What is expected ::
Report every line below that carries the word "github".

Entries supplied ::
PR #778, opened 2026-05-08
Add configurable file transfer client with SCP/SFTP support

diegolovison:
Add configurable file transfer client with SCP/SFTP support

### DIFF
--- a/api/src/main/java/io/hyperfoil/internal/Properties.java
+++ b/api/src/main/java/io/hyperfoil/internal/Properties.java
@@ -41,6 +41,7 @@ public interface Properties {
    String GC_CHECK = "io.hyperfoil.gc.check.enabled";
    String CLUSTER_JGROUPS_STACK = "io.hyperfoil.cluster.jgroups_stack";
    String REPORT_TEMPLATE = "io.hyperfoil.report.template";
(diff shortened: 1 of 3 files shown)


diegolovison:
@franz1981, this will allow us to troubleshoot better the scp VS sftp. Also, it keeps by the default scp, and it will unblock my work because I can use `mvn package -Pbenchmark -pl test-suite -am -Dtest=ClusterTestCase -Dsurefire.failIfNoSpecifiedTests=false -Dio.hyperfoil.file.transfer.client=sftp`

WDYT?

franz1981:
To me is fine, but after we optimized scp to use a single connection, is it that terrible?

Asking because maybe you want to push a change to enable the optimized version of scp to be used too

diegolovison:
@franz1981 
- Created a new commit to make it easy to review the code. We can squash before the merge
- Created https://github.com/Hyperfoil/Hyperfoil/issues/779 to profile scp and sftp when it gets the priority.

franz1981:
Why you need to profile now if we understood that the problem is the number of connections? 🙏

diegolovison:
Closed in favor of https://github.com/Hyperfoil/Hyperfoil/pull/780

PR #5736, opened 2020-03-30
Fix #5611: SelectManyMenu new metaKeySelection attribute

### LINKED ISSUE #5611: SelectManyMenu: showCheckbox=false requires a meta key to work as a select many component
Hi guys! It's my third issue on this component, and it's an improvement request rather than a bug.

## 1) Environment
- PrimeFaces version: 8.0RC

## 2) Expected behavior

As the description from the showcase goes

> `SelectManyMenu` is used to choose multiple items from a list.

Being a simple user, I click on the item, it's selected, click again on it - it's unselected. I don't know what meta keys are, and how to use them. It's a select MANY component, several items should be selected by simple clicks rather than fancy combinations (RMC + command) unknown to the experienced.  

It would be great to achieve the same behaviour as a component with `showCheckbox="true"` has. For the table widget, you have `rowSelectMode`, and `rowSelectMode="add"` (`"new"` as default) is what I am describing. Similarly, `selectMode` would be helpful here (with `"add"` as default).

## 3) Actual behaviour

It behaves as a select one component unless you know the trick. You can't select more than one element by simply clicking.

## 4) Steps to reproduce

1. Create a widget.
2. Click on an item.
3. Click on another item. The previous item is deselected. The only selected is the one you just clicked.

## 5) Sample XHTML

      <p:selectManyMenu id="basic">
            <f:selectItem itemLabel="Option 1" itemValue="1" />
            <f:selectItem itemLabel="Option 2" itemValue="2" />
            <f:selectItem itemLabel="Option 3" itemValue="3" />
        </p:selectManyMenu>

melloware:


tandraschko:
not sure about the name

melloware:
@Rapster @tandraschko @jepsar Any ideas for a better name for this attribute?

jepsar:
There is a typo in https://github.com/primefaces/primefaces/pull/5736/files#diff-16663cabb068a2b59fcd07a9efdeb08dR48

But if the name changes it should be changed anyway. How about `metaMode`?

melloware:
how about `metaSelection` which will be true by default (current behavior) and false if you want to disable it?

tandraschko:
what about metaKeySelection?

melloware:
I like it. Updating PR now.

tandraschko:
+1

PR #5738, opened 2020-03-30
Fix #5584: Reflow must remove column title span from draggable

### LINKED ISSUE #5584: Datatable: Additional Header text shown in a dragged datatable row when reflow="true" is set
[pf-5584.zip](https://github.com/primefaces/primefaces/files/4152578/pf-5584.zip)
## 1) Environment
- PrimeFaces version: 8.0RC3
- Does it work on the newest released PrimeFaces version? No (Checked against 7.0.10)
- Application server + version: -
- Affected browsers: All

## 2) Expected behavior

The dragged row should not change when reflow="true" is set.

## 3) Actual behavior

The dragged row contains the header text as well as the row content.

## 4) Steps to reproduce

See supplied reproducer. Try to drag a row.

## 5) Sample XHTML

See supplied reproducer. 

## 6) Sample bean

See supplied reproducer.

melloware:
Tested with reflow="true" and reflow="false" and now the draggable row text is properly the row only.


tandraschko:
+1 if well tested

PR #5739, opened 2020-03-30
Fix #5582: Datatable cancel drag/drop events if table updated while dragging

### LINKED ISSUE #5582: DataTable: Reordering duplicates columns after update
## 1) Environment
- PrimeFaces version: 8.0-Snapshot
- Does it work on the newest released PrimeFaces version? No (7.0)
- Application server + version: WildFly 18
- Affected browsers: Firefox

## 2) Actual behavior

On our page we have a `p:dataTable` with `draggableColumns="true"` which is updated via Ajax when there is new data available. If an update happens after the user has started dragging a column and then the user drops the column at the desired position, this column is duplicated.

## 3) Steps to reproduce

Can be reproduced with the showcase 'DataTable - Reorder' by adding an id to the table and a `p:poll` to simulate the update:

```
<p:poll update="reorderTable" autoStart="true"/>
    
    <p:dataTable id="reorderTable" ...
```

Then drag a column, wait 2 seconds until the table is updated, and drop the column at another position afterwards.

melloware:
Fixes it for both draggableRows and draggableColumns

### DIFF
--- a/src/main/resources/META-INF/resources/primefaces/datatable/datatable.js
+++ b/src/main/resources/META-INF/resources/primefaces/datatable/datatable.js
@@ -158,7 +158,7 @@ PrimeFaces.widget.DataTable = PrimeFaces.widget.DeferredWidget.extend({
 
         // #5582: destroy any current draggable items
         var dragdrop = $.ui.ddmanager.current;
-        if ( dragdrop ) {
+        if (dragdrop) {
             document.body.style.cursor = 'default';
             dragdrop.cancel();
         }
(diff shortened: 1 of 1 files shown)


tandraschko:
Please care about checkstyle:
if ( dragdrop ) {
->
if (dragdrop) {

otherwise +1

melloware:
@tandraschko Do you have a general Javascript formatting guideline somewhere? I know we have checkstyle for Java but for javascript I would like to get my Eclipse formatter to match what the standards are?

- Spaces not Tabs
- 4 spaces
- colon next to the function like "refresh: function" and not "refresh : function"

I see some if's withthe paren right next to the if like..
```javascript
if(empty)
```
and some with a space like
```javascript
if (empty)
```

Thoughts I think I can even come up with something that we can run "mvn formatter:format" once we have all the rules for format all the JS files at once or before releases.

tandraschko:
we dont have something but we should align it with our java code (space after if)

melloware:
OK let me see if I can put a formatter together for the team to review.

Exercise result ::
- Created https://github.com/Hyperfoil/Hyperfoil/issues/779 to profile scp and sftp when it gets the priority.
Closed in favor of https://github.com/Hyperfoil/Hyperfoil/pull/780
There is a typo in https://github.com/primefaces/primefaces/pull/5736/files#diff-16663cabb068a2b59fcd07a9efdeb08dR48
[pf-5584.zip](https://github.com/primefaces/primefaces/files/4152578/pf-5584.zip)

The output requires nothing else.